Over the course of a two-hour call, I managed to steer her in the directions I thought would be most useful. First off, they have a community grill, so I asked if she had hot dogs and buns. The fastest way to a journalist's heart is through their stomach (she's assuming the reporter will be male, which exposes her latent bias, but I'm not going to gender ahead of time).
And if she's got at least six residents along with everyone else, it's always good to break bread in order to break the ice.
I also told her what part of the story to lead with. There are several concurrent problems here, and she was doing the whole manic thing of "oh, my god, the roaches!" Well, there are multiple lease violations, including forcing fees not listed in the lease.
"If you want to bring them down, babe, lead with the lease violations. Sure, being unable to bathe and the roaches is human interest, but that's not near as strong of a story as 'hundreds of people have been paying junk fees for months.' Make it a widespread issue."
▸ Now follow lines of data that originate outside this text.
PR #433, opened 2019-01-31
sideComponent: Clip side components during slide

danigm:
When we've multiple monitors and the workarea is expanded, we can view
the animation for the side components in the external monitor during the
slide.

To avoid this, this patch adds a callback for each Tweener animation to
clip the actor during the update. Doing this, the actor isn't visible in
the other monitors.

This problem was detected as part of the https://github.com/endlessm/gnome-shell/pull/430, so it's related with this task: https://phabricator.endlessm.com/T25241

### DIFF
--- a/js/ui/windowManager.js
+++ b/js/ui/windowManager.js
@@ -1776,14 +1776,20 @@ var WindowManager = new Lang.Class({
                                onCompleteParams: [shellwm, actor],
                                onOverwrite: onOverwrite,
                                onOverwriteScope: this,
-                               onOverwriteParams: [shellwm, actor]
+                               onOverwriteParams: [shellwm, actor],
+                               onUpdate: this._clipActor,
+                               onUpdateParams: [Clutter.ContentGravity.TOP, endY, actor],
                              });
         } else {
             let endX;
-            if (actor.x <= monitor.x)
+            let origin;
+            if (actor.x <= monitor.x) {
                 endX = monitor.x - actor.width;
-            else
+                origin = Clutter.ContentGravity.LEFT;
+            } else {
                 endX = monitor.x + monitor.width;
+                origin = Clutter.ContentGravity.RIGHT;
+            }
 
             Tweener.addTween(actor,
                              { x: endX,
@@ -1794,7 +1800,9 @@ var WindowManager = new Lang.Class({
                                onCompleteParams: [shellwm, actor],
                                onOverwrite: onOverwrite,
                                onOverwriteScope: this,
-                               onOverwriteParams: [shellwm, actor]
+                               onOverwriteParams: [shellwm, actor],
+                               onUpdate: this._clipActor,
+                               onUpdateParams: [origin, endX, actor],
                              });
         }
     },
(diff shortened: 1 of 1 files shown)


js/ui/windowManager.js
```diff
@@ -1776,14 +1776,20 @@ var WindowManager = new Lang.Class({
...
+                               onUpdateParams: ["top", endY, actor],
                              });
         } else {
             let endX;
-            if (actor.x <= monitor.x)
+            let origin;
+            if (actor.x <= monitor.x) {
                 endX = monitor.x - actor.width;
-            else
+                origin = "left";
```
joaquimrocha: Instead of using strings for determining directions, I think it'd be better to use constant pre-declared values. You can even use `ClutterContentGravity` for this.

js/ui/windowManager.js
```diff
@@ -2205,6 +2223,33 @@ var WindowManager = new Lang.Class({
             this._hideOtherWindows(actor, animateFade);
     },
 
+    _clipActor : function(origin, position, actor) {
+        switch (origin) {
+            case "right": {
+                let clipx = position - actor.x;
```
joaquimrocha: Nitpick: Shouldn't this be called `clipWidth`?

js/ui/windowManager.js
```diff
@@ -2205,6 +2223,33 @@ var WindowManager = new Lang.Class({
...
+                actor.set_clip(0, 0, clipx, actor.height);
+                break;
+            }
+            case "left": {
+                let clipx = actor.width - (actor.x - position);
```
joaquimrocha: Nitpick: maybe it should continue using the CamelCase fashion here (`clipX`) and the rest of the switch body too.

js/ui/windowManager.js
```diff
@@ -2205,6 +2223,33 @@ var WindowManager = new Lang.Class({
...
+                actor.set_clip(clipx, 0, actor.width, actor.height);
+                break;
+            }
+            case "top": {
+                let clipy = actor.height - (actor.y - position);
+                actor.set_clip(0, clipy, actor.width, actor.height);
+                break;
+            }
+            case "bottom": {
+                let clipy = position - actor.y;
```
joaquimrocha: Nitpick: Shouldn't this be called `clipHeight`?

js/ui/windowManager.js
```diff
@@ -2205,6 +2223,33 @@ var WindowManager = new Lang.Class({
             this._hideOtherWindows(actor, animateFade);
     },
 
+    _clipActor : function(origin, position, actor) {
+        switch (origin) {
```
joaquimrocha: I'd condense this switch statement by pre-setting `clipX, clipY, clipWidth, clipHeight` to the default values, and just update the values of the affected variables according to the switch case. Meaning we'd only call `actor.set_clip(...)` once.

js/ui/windowManager.js
danigm: I've used the ClutterContentGravity as you suggested

js/ui/windowManager.js
danigm: I've updated this switch to modify the `clipX, clipY, clipWidth, clipHeight` and do only one `actor.set_clip`.

js/ui/windowManager.js
```diff
@@ -1776,14 +1776,20 @@ var WindowManager = new Lang.Class({
                                onCompleteParams: [shellwm, actor],
                                onOverwrite: onOverwrite,
                                onOverwriteScope: this,
-                               onOverwriteParams: [shellwm, actor]
+                               onOverwriteParams: [shellwm, actor],
+                               onUpdate: this._clipActor,
+                               onUpdateParams: ["top", endY, actor],
```
joaquimrocha: The `"top"` here needs to be updated.

js/ui/windowManager.js
```diff
@@ -2172,19 +2180,27 @@ var WindowManager = new Lang.Class({
...
                                onOverwriteScope: this,
-                               onOverwriteParams: [shellwm, actor]
+                               onOverwriteParams: [shellwm, actor],
+                               onUpdate: this._clipActor,
+                               onUpdateParams: [Clutter.ContentGravity.TOP, monitor.y - actor.height, actor],
                              });
         }
         else {
             let origX = actor.x;
+            let position;
```
GeorgesStavracas: It would be more semantic to name this variable `destX` or `endX` I guess.

js/ui/windowManager.js
```diff
@@ -1776,14 +1776,20 @@ var WindowManager = new Lang.Class({
                                onCompleteParams: [shellwm, actor],
                                onOverwrite: onOverwrite,
                                onOverwriteScope: this,
-                               onOverwriteParams: [shellwm, actor]
+                               onOverwriteParams: [shellwm, actor],
+                               onUpdate: this._clipActor,
+                               onUpdateParams: [Clutter.ContentGravity.TOP, endY, actor],
```
GeorgesStavracas: ClutterContentGravity has a very specific use case, and using it like this is very weird to me, but meh.

joaquimrocha: @GeorgesStavracas If there's another enum that we can already use, then let us know. Otherwise, at least IMO, it's fine to use this and it's probably not worth creating yet another 4 positions enum.

GeorgesStavracas: There is no better alternative in Clutter (and this isn't an actionable comment)

PR #435, opened 2019-02-14
codeView: Preload toolbox before the flip

danigm:
The toolbox is being lazy loaded when the user clicks the FtH button. If
the toolbox is a bit complex, this loading can take some time and the
feedback for the user is odd because the interface freezes after the
click.

To try to *improve* the flipping time, we can preload the hack toolbox
for the app before the user clicks the FtH. This patch calls to the init
method of the HackToolbox, when the button is shown only if it's not
init yet.

This depends on this change for the hack toolbox:
https://github.com/endlessm/hack-toolbox-app/pull/130

if the hack toolbox app doesn't have this action yet, the preload won't
work and the FtH will continue working as usual.

https://phabricator.endlessm.com/T25093

### DIFF
--- a/js/ui/codeView.js
+++ b/js/ui/codeView.js
@@ -930,9 +930,17 @@ var CodingSession = new Lang.Class({
             !Main.overview.visible &&
             !inFullscreen &&
             !locked &&
-            this._hackable)
+            this._hackable) {
+
+            if (!this.toolbox) {
+                this._toolboxAppActionGroup.activate_action(
+                    'init',
+                    new GLib.Variant('(ss)', [_getAppId(this.app.meta_window),
+                                              _getWindowId(this.app.meta_window)]));
+            }
+
             this._button.show();
-        else
+        } else
             this._button.hide();
     },
 


ptomato:
I only looked at @danigm's last commit on the list, it seems the branch is undergoing some renovations :smile:

Looks generally good to me, but what would be the consequence of the shell trying to activate the `init` action if the currently installed toolbox doesn't yet have it? Can we just catch an exception and ignore it in that case?

ptomato:
Oh never mind, I see you addressed that possibility in the comment on the Phabricator ticket, so I assume you tested it and found that it wasn't necessary to catch an exception?

danigm:
> Oh never mind, I see you addressed that possibility in the comment on the Phabricator ticket, so I assume you tested it and found that it wasn't necessary to catch an exception?

Yes, I tested and it works as usual if the init action doesn't exists, so I think there's no problem with that, it should be compatible with any version.

ptomato:
Sounds good, can you rebase this on the new gnome-shell master?

danigm:
Rebased with current master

The Herald only publishes a print edition on Sundays (I looked it up, trying to figure out what timeline to expect). So Saturday at 4 p.m. is about the sweetest spot you can hit. They may hang out for an hour or two, but if they're headed back to the office by 6, there's plenty of time for this to become Saturday for Sunday (newsroom jargon).
She assumed that meant it would have to wait a week. Well, I mean, they publish online daily, but a print edition still carries weight, and why the hell she thought a story couldn't go through the sausage machine in five hours is beyond me. I mean, I was married to the woman for years, and she still finds journalism to be a black box. To a certain extent, this isn't all that surprising since she doesn't care how a newsroom works.
Just that she can pull the strings.
Sound like anyone else you know?
Got it! To be frank I know practically nothing about the insides of your trade, so actual info (instead of my guess above) is damn great.
Hey, if the woman I lived with for seven years still doesn't know how a newsroom works, you're doing just fine!
It's honestly more of an art than a science. You learn to feel the tenor of an unwritten story and make decisions that may or may not prove correct. But if you've got Plan B in place, it's just "swap that story we thought we had for the AP News Digest item we didn't have room for."